Marialena interpretó ante el público las raramente interpretadas 3 piezas para piano D 946 de Schubert, que obviamente no son más conocidas, ya que son tan brillantes como su famoso Impromptus anterior a esta obra. Escritas el año de su muerte, son quizás una despedida, llena del dolor de su vida, plasmada de manera sensible y conmovedora en sus brillantes melodías. Delicadamente presentada, Marialena resaltó la belleza de la línea vocal, pero también estuvo a la altura de la intensa urgencia del staccato y los trillizos impulsados. La trágica vida personal de Schubert está tan arraigada en su música que escuchar esta excelente interpretación es una experiencia muy conmovedora.

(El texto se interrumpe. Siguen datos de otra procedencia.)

PR #678, opened 2015-05-07
Fix #417 Expected Exceptions Message fails to match multi-line messages

### LINKED ISSUE #417: Expected Exceptions Message fails to match multi-line messages

juherr:
Fix from #519

### DIFF
--- a/CHANGES.txt
+++ b/CHANGES.txt
@@ -30,6 +30,7 @@ New: GITHUB-645: TestNG project on Google Code redirect to GitHub
 Fixed: GITHUB-310: Upgrade Guice (kronar & Julien Herr)
 Fixed: GITHUB-87: @BeforeSuite/@BeforeTest methods happens to be disabled by mistake (romlom & Julien Herr)
 Fixed: GITHUB-425: Wrong invocation order with lastTimeOnly (Rafael Winterhalter & Julien Herr)
+Fixed: GITHUB-417: Expected Exceptions Message fails to match multi-line messages (Michael Diamond)
 
 6.8.21:
 2015/02/02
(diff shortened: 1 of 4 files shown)


cbeust:
Don't forget to update CHANGES.txt :)

juherr:
Yes. I did it. CHANGES should be up-to-date.

PR #679, opened 2015-05-07
Fix #465 assertEquals(Collection, Collection) prints "null" when collections are different sizes

### LINKED ISSUE #465: assertEquals(Collection, Collection) prints "null" when collections are different sizes

juherr:
Fix from #519


juherr:
@cbeust I've just realized I pushed the branch on the wrong repository.

juherr:
@cbeust Do you think you can merge?

PR #680, opened 2015-05-07
Generic assert

juherr:
Rework of asserts package


cbeust:
I like this change but isn't it going to break everyone who is currently using IAssert?

juherr:
It shouldn't as it will like they use raw types, and all was Object before. But I will add few tests to confirm.

cbeust:
Yes, they should be warnings but let's tread very carefully here, tests
would be great.

-- 
Cédric

juherr:
@cbeust Tests added. Are they enough for you?

cbeust:
LGTM!

PR #683, opened 2015-05-09
Fix #420 Before/AfterSuite methods may not run, when classes from suite use inheritance, and one of them has enabled=false set

### LINKED ISSUE #420: Before/AfterSuite methods may not run, when classes from suite use inheritance, and one of them has enabled=false set.
Hi,

I think this is a bug, and pretty nasty one too, because it may or may not manifest depending on the order of tests. 

TestNG version 6.8.5.

I have three test classes: BaseTestCase (abstract, implementing BeforeSuite method with alwaysRun=true), FirstSample (which derives from BaseTestCase), and SecondSample (it derives from BaseTestCase too).

This classes are included in suite.xml.

If FirstSample class is annotated with Test(enabled=false), BeforeSuite will probably NOT run.
If SecondSample class is annotated with Test(enabled=false), BeforeSuite will probably run.

Sometimes the order changes, but the rule is the same: two (or more) test classes, deriving from one base class, one of which is annotated with enabled=false.

Here's the code to reproduce:

BaseTestCase.java:
```java
public abstract class BaseTestCase{

    protected final static Logger logger = LoggerFactory.getLogger(BaseTestCase.class);

    @BeforeSuite(alwaysRun = true)
    public static void initEnvironment() {
        logger.info("executed initEnvironment (@BeforeSuite)");
    }
}
```

FirstSample.java:
```java
@Test(enabled = false)
public class FirstSample extends BaseTestCase {

    @Test
    public void verifySomethingFirstSample() {
        Assert.isTrue(true);
    }
}
```

SecondSample.java:
```java
public class SecondSample extends BaseTestCase {

    @Test
    public void verifySomethingSecondSample() {
        Assert.isTrue(false);
    }
}
```
sample-tests.xml:
```xml
<suite name="Sample Tests" verbose="2" parallel="classes" thread-count="6">
    <test name="Sample test(s)">
        <packages><package name="com.sampletests"/></packages>
    </test>
</suite>
```

juherr:


juherr:
Another random issue: It worked for me on [Travis](https://travis-ci.org/juherr/testng/builds/61883754).

cbeust:
@juherr Do you want me to merge this?

juherr:
@cbeust No, I'm working on a fix and update the PR. I made it because I thought tests worked.

juherr:
@cbeust Finally, I found the issue: there is a mismatch between [MethodGroupsHelper](https://github.com/juherr/testng/blob/issue-420/src/main/java/org/testng/internal/MethodGroupsHelper.java#L60-L69) and [Invoker](https://github.com/juherr/testng/blob/issue-420/src/main/java/org/testng/internal/Invoker.java#L186-L195) which are filtering methods but with different rules (or rules in different order).

The problem was that `MethodGroupsHelper` kept only the first `BeforeSuite` method from the 2 classes  when `Invoker` skipped it because the class has `@Test(enable=false)`.

In order to fix the issue, I had to change the current behavior like you can see in da166ba ("beforeSuiteRunB" and "beforeSuiteRunB2" are now run).
But it make sense for me like "testB2" and "testB3" are already run what it means B is part of the suite.

cbeust:
Looks good, tricky one indeed. Can you update CHANGES before I merge it?

Thanks!

juherr:
Of course I will. Sorry for always forgetting it.

juherr:
Up :)

PR #684, opened 2015-05-09
add doc for guice stage

guillaumecle:


src/main/resources/testng-1.0.dtd
```diff
@@ -62,7 +65,7 @@ Cedric Beust & Alexandru Popescu
     verbose CDATA #IMPLIED
     parallel (false | methods | tests | classes | instances) "false"
     parent-module CDATA #IMPLIED
-    guice-stage CDATA #IMPLIED
+    guice-stage (DEVELOPMENT | PRODUCTION | TOOL) #IMPLIED
```
guillaumecle: Should we say that guice-stage is ```#IMPLIED``` or that its default value is ```DEVELOPMENT```?

cbeust: Can we specify a default in the DTD or does it have to be a comment? Either way, yes, specifying the default is the correct way to do this.

guillaumecle: I think this actual DTD and not a comment.

cbeust:
Thanks!

PR #687, opened 2015-05-11
Fix #686 IAnnotationTransformer.transform is called for methods with testClass populated

### LINKED ISSUE #686: IAnnotationTransformer.transform is called for methods with testClass populated
It seems that since e7eac6a (issue #87), JDK15AnnotationFinder always calls transformers with testClass populated in spite of the documentation:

La sorpresa del programa fue el 3er Preludio Op23, #s 4, 5 y 6 de Rachmaninoff, porque nadie asocia al compositor ruso con Viena. Su inclusión fue muy bienvenida, ya que la excelente habilidad de Marialena fue evidente en su ejecución. rico sonido ruso [following Tchaikovky’s example], es una mezcla romántica brillantemente elaborada de melodía sensual enteramente arraigada en la estructura clásica. Rachmaninoff animó a cada intérprete a aportar su experiencia personal a sus composiciones y Marialena hizo justicia a su mandato en el impresionante Preludio en sol menor, cuyo formato fomenta esa implicación personal. Ella rompió la gran y llamativa doble octava, pero logró los pasajes ligeramente deslizantes de manera apropiada con el esperado toque ligero y voluble.

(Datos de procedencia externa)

PR #693, opened 2015-05-20
Add rename plugin to change VersionTemplate name

wutingbupt:
Currently, user can not build testng locally because of Version.java can't be found.

### DIFF
--- a/pom.xml
+++ b/pom.xml
@@ -107,7 +107,7 @@
       <resource>
         <directory>src/main/resources</directory>
         <includes>
-          <include>**/Version.java</include>
+          <include>**/VersionTemplateJava</include>
         </includes>
         <filtering>true</filtering>
         <targetPath>${version.build.directory}</targetPath>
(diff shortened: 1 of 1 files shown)


juherr:
So, how do you explain Travis is doing it without problem?
BTW, if you run a `mvn compile`, `Version.java will` be avaible.

And fyi, Maven will be removed soon.

:-1:

wutingbupt:
Hi,


I have no idea why your Travis will work, it depends on how you verify your
job, at least it not work for me and another person in mail list.

Based on the configuration of maven, it will not work. And it not work
indeed in my side.

Yeah, I guess so, but anyway, it is just a small improvement for maven
users.

Br,
Tim

2015-05-20 11:23 GMT+02:00 Julien Herr <notifications@github.com>:

juherr:
Ok, I've just seen your message on the mailing list and I didn't notice the change of the version file with 0730d08ad0b4812c5b2a798729cb7b6cc618dc9b before.
:+1: even Maven will be removed.

And Travis is working because it uses Gradle.

wutingbupt:
Thanks very much
Den 20 maj 2015 17:43 skrev "Julien Herr" <notifications@github.com>:

cbeust:
Thank you both for looking into that! Merging this, but I might remove maven support altogether some time in the future.

In the meantime, having both builds work is certainly a good idea, so thanks @wutingbupt !

PR #694, opened 2015-05-21
Adding a test for ServiceLoader functionality

krmahadevan:
- Added a unit test for service loader functionality
  that basically relies on the current thread’s 
  contextual class loader to load the service loader
  file and help TestNG load listeners via it.


juherr:
:+1:

cbeust:
Thanks @krmahadevan !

Marialena concluye con 4 piezas del Op. 119 de Brahms. Escritos en sus últimos años, demuestran algunos de los experimentos que él mismo permitió. Aunque son miniaturas, son piezas de carácter profundo que ponen a prueba la maestría musical del artista. Por ejemplo, en el intermezzo en si menor, las cuerdas se pulsan con delicadeza.

En una traslucidez, y el control de la paleta de Marialena ayudó a capturar este manjar. La Rapsodia en mi bemol mayor tiene un sabor más sinfónico, pasando de una exuberante tonalidad mayor a su contraparte menor, lo que requiere cambios rápidos por parte del pianista.

No sólo el canto fue admirable, mostrando la belleza rítmica y el magnífico arte del teclado de Marialena, sino que su cálida personalidad también añadió una dimensión especial, convirtiéndola en una velada memorable.